RECORDS FOR THE EXERCISE:
PR #14066, opened 2023-10-23
ci: Fix ReferenceImplComparer to report accessible non-public members

Youssef1313:

## PR Type

### <samp>🤖 Generated by Copilot at 1049ea1</samp>

Improve reference assembly comparison using Mono.Cecil. Use helper methods to check accessibility of types and members in `Program.cs`.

WHAT TO DO: Every line of the listing should be repeated exactly.

REPLY TO THE TASK:
PR #14066, opened 2023-10-23
ci: Fix ReferenceImplComparer to report accessible non-public members

Youssef1313:

## PR Type

### <samp>🤖 Generated by Copilot at 1049ea1</samp>

Improve reference assembly comparison using Mono.Cecil. Use helper methods to check accessibility of types and members in `Program.cs`.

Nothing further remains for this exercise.